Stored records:

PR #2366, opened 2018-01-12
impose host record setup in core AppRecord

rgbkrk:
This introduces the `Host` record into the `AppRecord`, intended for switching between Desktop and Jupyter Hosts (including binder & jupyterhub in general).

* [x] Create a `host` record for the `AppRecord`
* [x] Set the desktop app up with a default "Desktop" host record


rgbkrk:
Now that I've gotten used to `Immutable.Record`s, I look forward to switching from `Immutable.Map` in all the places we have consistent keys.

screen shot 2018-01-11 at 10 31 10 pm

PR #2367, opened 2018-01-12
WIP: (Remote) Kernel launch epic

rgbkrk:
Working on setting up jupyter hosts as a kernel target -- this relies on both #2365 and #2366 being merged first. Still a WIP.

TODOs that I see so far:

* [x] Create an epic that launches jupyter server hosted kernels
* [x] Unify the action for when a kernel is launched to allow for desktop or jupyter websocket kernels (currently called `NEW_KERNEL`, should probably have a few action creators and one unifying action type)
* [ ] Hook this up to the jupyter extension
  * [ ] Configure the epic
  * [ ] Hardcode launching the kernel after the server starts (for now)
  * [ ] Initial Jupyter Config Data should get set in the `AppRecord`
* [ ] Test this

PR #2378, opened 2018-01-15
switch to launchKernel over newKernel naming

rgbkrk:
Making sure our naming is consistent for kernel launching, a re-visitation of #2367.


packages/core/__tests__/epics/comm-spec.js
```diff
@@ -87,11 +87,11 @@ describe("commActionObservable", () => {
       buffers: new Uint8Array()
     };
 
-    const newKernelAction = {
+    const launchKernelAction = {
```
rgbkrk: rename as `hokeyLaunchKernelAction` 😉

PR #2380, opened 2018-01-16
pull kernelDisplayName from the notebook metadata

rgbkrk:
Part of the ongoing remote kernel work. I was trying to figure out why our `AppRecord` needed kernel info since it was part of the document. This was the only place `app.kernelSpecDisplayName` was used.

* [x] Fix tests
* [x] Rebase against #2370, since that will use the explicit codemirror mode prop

WORK TO COMPLETE: Give exactly, and nothing besides, the lines from the one in which "record for the" occurs through the end of the records.

OUTPUT OF THE EXERCISE:
* [x] Create a `host` record for the `AppRecord`
* [x] Set the desktop app up with a default "Desktop" host record


rgbkrk:
Now that I've gotten used to `Immutable.Record`s, I look forward to switching from `Immutable.Map` in all the places we have consistent keys.

screen shot 2018-01-11 at 10 31 10 pm

PR #2367, opened 2018-01-12
WIP: (Remote) Kernel launch epic

rgbkrk:
Working on setting up jupyter hosts as a kernel target -- this relies on both #2365 and #2366 being merged first. Still a WIP.

TODOs that I see so far:

* [x] Create an epic that launches jupyter server hosted kernels
* [x] Unify the action for when a kernel is launched to allow for desktop or jupyter websocket kernels (currently called `NEW_KERNEL`, should probably have a few action creators and one unifying action type)
* [ ] Hook this up to the jupyter extension
  * [ ] Configure the epic
  * [ ] Hardcode launching the kernel after the server starts (for now)
  * [ ] Initial Jupyter Config Data should get set in the `AppRecord`
* [ ] Test this

PR #2378, opened 2018-01-15
switch to launchKernel over newKernel naming

rgbkrk:
Making sure our naming is consistent for kernel launching, a re-visitation of #2367.


packages/core/__tests__/epics/comm-spec.js
```diff
@@ -87,11 +87,11 @@ describe("commActionObservable", () => {
       buffers: new Uint8Array()
     };
 
-    const newKernelAction = {
+    const launchKernelAction = {
```
rgbkrk: rename as `hokeyLaunchKernelAction` 😉

PR #2380, opened 2018-01-16
pull kernelDisplayName from the notebook metadata

rgbkrk:
Part of the ongoing remote kernel work. I was trying to figure out why our `AppRecord` needed kernel info since it was part of the document. This was the only place `app.kernelSpecDisplayName` was used.

* [x] Fix tests
* [x] Rebase against #2370, since that will use the explicit codemirror mode prop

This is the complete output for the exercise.